:: Data shown
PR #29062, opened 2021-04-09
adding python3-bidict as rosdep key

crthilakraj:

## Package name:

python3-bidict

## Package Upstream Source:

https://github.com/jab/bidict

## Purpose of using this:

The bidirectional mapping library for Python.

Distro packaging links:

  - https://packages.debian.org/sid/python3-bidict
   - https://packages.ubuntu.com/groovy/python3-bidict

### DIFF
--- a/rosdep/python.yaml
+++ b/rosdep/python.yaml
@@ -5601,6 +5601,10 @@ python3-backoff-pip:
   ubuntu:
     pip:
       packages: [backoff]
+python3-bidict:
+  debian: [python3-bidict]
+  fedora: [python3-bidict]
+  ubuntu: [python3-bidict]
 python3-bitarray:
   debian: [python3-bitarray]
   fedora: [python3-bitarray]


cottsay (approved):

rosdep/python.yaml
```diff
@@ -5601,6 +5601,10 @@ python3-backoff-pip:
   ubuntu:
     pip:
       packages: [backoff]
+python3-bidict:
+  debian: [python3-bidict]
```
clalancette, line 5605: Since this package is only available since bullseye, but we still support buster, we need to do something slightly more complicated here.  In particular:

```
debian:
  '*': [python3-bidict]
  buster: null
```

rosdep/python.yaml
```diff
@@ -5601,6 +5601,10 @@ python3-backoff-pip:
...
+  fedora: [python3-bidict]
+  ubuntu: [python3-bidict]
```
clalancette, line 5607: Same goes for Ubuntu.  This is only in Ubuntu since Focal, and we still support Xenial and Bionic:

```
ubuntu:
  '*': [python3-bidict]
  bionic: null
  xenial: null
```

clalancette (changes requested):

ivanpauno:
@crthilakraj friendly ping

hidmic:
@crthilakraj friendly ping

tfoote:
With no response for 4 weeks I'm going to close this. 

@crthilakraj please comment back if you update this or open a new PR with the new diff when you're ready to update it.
::::
:: Data shown
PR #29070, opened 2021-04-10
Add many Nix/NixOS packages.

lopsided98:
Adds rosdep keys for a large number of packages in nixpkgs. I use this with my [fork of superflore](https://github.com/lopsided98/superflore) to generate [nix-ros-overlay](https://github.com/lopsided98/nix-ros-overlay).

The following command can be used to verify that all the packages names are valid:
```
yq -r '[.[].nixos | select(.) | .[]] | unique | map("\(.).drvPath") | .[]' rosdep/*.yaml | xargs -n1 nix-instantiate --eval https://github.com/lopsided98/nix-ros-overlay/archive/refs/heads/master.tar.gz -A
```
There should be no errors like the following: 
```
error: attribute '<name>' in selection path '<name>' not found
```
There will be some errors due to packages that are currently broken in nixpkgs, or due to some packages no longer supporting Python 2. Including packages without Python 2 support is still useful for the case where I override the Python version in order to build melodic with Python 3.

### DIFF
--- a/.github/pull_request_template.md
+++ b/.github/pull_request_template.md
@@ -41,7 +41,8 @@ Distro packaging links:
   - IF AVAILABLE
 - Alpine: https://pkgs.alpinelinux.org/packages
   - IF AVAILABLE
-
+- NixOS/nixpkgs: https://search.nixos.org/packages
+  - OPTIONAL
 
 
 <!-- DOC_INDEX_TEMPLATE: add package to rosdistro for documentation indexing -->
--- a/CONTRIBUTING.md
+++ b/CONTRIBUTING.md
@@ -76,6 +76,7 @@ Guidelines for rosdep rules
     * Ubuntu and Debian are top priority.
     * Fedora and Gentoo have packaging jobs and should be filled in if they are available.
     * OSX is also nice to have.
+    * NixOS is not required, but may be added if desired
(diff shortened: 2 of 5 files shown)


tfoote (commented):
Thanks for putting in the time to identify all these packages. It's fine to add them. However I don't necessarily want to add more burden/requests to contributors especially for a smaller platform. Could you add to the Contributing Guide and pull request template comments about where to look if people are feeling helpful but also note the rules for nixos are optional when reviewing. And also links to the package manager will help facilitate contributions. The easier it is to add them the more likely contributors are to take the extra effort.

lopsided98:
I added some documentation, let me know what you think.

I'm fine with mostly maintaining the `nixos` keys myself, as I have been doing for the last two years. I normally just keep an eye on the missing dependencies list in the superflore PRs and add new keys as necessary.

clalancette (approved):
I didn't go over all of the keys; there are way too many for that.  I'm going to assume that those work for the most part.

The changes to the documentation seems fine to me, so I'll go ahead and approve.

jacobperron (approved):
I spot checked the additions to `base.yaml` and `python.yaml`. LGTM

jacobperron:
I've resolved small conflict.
::::
● The problem: Please copy out each line in the entries that mentions the string "have".

● Task response:
     * Fedora and Gentoo have packaging jobs and should be filled in if they are available.
     * OSX is also nice to have.
I'm fine with mostly maintaining the `nixos` keys myself, as I have been doing for the last two years. I normally just keep an eye on the missing dependencies list in the superflore PRs and add new keys as necessary.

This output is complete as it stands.